--- Required action ---
Under this line are the records; write out word for word the part that begins at the line containing "PR #15638, opened 2026-07-30" and ends at the line containing "# Description", and no more.

....................

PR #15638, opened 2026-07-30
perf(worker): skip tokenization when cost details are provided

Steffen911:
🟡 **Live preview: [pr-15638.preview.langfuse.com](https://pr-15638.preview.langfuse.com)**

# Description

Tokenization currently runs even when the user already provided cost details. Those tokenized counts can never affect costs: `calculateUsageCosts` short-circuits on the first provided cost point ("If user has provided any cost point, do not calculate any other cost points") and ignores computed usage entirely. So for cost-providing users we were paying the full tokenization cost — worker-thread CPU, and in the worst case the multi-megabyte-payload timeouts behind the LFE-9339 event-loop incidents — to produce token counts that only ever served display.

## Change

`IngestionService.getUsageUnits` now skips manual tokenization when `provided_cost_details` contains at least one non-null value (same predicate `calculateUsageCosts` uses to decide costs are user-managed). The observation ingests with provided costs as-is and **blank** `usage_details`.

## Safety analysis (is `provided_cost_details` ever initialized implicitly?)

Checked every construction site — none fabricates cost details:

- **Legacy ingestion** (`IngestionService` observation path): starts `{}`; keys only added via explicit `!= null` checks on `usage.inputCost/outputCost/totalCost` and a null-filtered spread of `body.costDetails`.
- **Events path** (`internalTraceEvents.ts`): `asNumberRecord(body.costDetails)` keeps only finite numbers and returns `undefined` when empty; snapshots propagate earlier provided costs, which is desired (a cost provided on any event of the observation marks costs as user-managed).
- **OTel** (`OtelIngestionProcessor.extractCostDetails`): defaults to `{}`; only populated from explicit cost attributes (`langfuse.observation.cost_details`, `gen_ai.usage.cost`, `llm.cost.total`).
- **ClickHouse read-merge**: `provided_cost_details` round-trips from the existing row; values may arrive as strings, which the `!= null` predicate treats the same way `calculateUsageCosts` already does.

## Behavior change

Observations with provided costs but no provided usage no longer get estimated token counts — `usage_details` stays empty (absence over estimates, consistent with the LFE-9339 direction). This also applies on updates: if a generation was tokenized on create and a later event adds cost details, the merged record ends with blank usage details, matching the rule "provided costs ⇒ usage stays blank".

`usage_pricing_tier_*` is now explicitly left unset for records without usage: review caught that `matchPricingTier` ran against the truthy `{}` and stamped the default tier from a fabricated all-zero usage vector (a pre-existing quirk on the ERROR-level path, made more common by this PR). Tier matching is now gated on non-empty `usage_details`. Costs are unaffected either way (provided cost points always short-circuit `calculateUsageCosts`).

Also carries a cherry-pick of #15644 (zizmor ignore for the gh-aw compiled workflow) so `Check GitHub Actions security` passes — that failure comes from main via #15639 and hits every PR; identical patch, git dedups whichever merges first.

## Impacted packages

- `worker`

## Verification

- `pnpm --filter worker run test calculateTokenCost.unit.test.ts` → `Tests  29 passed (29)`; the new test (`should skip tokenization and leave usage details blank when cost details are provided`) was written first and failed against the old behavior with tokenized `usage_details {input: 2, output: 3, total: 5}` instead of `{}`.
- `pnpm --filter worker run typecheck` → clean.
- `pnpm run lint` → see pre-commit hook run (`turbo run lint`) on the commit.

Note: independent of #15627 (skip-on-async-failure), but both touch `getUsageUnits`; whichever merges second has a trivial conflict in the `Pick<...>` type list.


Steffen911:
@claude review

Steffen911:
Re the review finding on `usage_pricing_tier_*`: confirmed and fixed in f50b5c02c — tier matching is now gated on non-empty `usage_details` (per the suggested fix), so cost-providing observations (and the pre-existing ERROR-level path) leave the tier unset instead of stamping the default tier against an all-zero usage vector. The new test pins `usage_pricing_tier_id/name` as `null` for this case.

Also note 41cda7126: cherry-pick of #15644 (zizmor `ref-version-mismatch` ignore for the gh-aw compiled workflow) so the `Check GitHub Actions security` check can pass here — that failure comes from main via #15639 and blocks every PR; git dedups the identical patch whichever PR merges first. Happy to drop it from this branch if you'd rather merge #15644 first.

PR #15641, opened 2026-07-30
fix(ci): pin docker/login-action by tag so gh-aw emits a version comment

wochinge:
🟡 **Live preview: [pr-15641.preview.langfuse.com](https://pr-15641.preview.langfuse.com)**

....................

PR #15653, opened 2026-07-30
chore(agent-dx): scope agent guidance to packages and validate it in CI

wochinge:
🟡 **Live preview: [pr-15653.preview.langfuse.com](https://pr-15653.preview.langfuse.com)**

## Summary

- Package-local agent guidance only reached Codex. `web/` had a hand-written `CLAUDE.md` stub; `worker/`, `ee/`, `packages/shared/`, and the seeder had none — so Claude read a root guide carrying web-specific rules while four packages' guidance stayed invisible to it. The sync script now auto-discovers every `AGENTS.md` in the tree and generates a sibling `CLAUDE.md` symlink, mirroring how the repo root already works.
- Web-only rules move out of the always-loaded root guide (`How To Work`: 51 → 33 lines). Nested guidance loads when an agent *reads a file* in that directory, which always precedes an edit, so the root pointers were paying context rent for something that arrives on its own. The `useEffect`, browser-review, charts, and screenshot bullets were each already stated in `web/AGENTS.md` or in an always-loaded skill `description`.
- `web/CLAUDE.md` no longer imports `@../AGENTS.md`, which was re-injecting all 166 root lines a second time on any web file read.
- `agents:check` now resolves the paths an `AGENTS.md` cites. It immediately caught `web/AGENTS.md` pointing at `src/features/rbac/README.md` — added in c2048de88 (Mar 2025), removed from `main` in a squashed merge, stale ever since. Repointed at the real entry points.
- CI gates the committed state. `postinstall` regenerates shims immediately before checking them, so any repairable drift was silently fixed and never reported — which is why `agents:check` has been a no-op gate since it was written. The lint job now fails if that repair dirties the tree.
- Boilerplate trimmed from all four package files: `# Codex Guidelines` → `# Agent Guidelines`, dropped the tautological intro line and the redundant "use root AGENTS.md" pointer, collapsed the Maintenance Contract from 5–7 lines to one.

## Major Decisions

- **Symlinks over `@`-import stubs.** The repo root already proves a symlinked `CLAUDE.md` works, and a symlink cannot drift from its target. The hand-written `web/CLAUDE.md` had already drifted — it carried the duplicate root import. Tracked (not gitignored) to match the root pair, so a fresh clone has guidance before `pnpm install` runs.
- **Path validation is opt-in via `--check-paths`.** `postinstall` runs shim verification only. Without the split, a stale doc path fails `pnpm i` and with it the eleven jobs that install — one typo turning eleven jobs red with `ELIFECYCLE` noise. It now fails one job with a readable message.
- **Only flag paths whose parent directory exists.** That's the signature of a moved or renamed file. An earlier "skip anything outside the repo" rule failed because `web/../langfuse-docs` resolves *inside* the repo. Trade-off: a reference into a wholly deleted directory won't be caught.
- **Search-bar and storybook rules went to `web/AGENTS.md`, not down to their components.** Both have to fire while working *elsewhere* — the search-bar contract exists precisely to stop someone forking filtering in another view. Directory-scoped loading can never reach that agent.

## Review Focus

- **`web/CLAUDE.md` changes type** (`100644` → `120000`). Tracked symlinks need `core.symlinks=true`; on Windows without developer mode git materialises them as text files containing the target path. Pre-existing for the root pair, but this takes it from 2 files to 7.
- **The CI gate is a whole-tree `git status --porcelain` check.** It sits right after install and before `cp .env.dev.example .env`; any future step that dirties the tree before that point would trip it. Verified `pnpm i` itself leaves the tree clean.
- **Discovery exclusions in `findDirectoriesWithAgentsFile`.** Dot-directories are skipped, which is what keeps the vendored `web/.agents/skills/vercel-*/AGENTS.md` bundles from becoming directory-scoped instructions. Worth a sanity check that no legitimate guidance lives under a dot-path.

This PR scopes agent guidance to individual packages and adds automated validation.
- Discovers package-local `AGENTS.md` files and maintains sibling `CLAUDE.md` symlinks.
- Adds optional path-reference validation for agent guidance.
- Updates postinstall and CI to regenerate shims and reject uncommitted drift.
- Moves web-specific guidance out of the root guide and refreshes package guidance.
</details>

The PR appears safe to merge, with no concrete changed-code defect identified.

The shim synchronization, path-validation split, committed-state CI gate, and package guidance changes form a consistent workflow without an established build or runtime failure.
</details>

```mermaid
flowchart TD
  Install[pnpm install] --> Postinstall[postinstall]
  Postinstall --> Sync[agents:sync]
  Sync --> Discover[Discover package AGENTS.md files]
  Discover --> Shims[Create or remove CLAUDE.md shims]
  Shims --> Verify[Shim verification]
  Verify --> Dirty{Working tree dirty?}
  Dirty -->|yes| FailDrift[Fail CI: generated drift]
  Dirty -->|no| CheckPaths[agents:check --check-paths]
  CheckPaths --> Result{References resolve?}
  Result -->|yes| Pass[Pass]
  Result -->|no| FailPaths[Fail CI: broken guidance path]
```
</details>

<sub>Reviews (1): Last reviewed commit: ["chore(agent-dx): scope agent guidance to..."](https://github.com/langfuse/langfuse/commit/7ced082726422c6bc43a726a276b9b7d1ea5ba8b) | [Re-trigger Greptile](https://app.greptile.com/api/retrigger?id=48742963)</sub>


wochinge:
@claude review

....................

--- Answer for the task ---
PR #15638, opened 2026-07-30
perf(worker): skip tokenization when cost details are provided

Steffen911:
🟡 **Live preview: [pr-15638.preview.langfuse.com](https://pr-15638.preview.langfuse.com)**

# Description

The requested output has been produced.